PR #32053, opened 2022-09-02
fix: KSA VAT report multi currency amount issue

hamzaali15:
In KSA VAT report amount is not showing correctly for multi currencies because net_amount field is fetched instead of base_net_amount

**GOAL OF THE EXERCISE**
Transcribe the full listing above without leaving anything out.

**TASK SOLUTION**
PR #32053, opened 2022-09-02
fix: KSA VAT report multi currency amount issue

hamzaali15:
In KSA VAT report amount is not showing correctly for multi currencies because net_amount field is fetched instead of base_net_amount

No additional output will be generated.